# [WORK REQUIRED]
Lines with "compilation" in them are to be located in the listing below and copied.

==*==

Issue #159, opened 2017-08-31
Consider making comments in .po files configurable / optional


manukall:
The current behavior of adding all the occurrences as `filename:linenum` comments to the .po files leads to  huge commits every time we add just a single new translation in our app. 

Usually we've also changed our app in different places in the meantime and all the line numbers are different now, so basically every comment in every .po file is changed when runnning `mix gettext.extract --merge`.

I'd love for a way to either make the comments completely optional or configurable in a way that lets us turn off line numbers.

whatyouhide:
We use `file:line` because that's what GNU gettext uses. Have you researched if tools (like POEdit) understand reference comments then the format for such comments is not `file:line`?

manukall:
I have not as I wasn't aware that was an official thing. After reading https://www.gnu.org/software/gettext/manual/html_node/PO-Files.html, 

I think maybe it makes more sense to just allow turning those reference comments off. Above document states "All comments, of either kind, are optional".

whatyouhide:
Making reference comments optional might be a viable way of solving the problem, but it does introduce a bit of complexity in how Gettext works. @josevalim thoughts?

josevalim:
Sounds good, yes.

whatyouhide:
@manukall are you willing to work on a PR for this? :)

manukall:
@whatyouhide i've got a pretty full schedule for the next weeks, so anything complicated during that time isn't realistic. if that's a smaller change or if it has time until later, i'd absolutely be willing, though.

do you have an idea about the implementation, yet? i guess simply checking `Application.get_config(...)` in `Gettext.PO.dump_references/1` wouldn't be good enough, right? ;-)

whatyouhide:
It wouldn't yeah. We moved all Gettext configuration to `mix.exs` under the `:gettext` key so we would need to store this information there and pass that around to the right places. I can work on it, no worries.

whatyouhide:
Closing in favour of #161.

PR #161, opened 2017-10-06
Make reference comments optional

whatyouhide:
Related to #159.


whatyouhide:
The failure on Elixir 1.2 is fine as I plan to drop support for Elixir < 1.3 right after merging this PR.

padde:
@whatyouhide I am currently experimenting with the `write_reference_comments: false` setting to avoid very time consuming merge conflicts in PO files. It seems that `mix gettext.merge` will unfortunately discard existing `fuzzy` and `elixir-format` tags. Is this behavior intended?

PR #164, opened 2017-11-03
Define intermediate functions per locale + domain and support parallel compilation

josevalim:
This speeds up compilation time about roughly 20% in large gettext backends.

On the sample project we had, the original time compilation time of the backend was 30s, which falls down to 24s with the first commit.

By using the option in the second commit, compilation time drops to 11s (my machine has 2 cores, the more than 2x increase is probably thanks to the smaller beam files).

### DIFF
--- a/lib/gettext/compiler.ex
+++ b/lib/gettext/compiler.ex
@@ -55,9 +55,11 @@ defmodule Gettext.Compiler do
       end
 
       unquote(macros())
+      unquote(catch_all_helpers())
+
       unquote(signatures())
       unquote(compile_po_files(translations_dir, plural_mod))
-      unquote(dynamic_clauses())
+      unquote(catch_all_clauses())
     end
   end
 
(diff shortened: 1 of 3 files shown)


lib/gettext/compiler.ex
```diff
@@ -247,17 +263,92 @@ defmodule Gettext.Compiler do
...
+      |> Enum.each(&Task.await(&1, :infinity))
+
+      quoted
+    else
+      Enum.map(po_files, &compile_serial_po_file(&1, plural_mod))
+    end
+  end
+
+  defp create_locale_module(env, {module, translations}) do
+    Module.create(module, block([catch_all_helpers() | translations]), env)
```
whatyouhide: Do we need `@moduledoc false`?

josevalim: Good catch, yes.

PR #167, opened 2017-11-26
Add option domain_prefix for backends

hrom512:
Added option `domain_prefix` for backends, to remove duplication in `dgettext`.

Before:

```elixir
defmodule Admin.Gettext do
  use Gettext, otp_app: :my_app
end

Admin.Gettext.dgettext("admin.default", "Page title")

Admin.Gettext.dgettext("admin.articles", "Title")

Admin.Gettext.dgettext("admin.errors", "Email is invalid")
```

After:

```elixir
defmodule Admin.Gettext do
  use Gettext, otp_app: :my_app, domain_prefix: "admin."
end

Admin.Gettext.gettext("Page title")

Admin.Gettext.dgettext("articles", "Title")

Admin.Gettext.dgettext("errors", "Email is invalid")
```

### DIFF
--- a/lib/gettext.ex
+++ b/lib/gettext.ex
@@ -505,12 +505,16 @@ defmodule Gettext do
   @type backend :: module
   @type bindings :: %{} | Keyword.t
 
+  @default_domain "default"
+
   @doc false
   defmacro __using__(opts) do
     quote do
       require Logger
 
       @gettext_opts unquote(opts)
+      @default_domain "default"
+
       @before_compile Gettext.Compiler
 
       def handle_missing_bindings(exception, incomplete) do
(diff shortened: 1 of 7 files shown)


whatyouhide:
I'm not a fan of this feature as it adds magic to the behaviour of a Gettext backend. Maybe we can make the `*gettext` macros overridable but I'm not sure that's a good idea either. Thoughts @josevalim?

hrom512:
I'm new to elixir and so I'm not sure how to properly solve such problems in elixir. I will be grateful for any help.

whatyouhide:
I am not in favour of adding this feature as I said since it introduces magic that I find not worth introducing. I have no better solution other than writing the full domain, which makes things clearer and less abstract. I'll go ahead and close this but if other folks have better ideas on how to solve this or share this need, we can reopen the discussion. Thanks @hrom512! 💟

==*==

# [EXERCISE RESULT]
Define intermediate functions per locale + domain and support parallel compilation
This speeds up compilation time about roughly 20% in large gettext backends.
On the sample project we had, the original time compilation time of the backend was 30s, which falls down to 24s with the first commit.
By using the option in the second commit, compilation time drops to 11s (my machine has 2 cores, the more than 2x increase is probably thanks to the smaller beam files).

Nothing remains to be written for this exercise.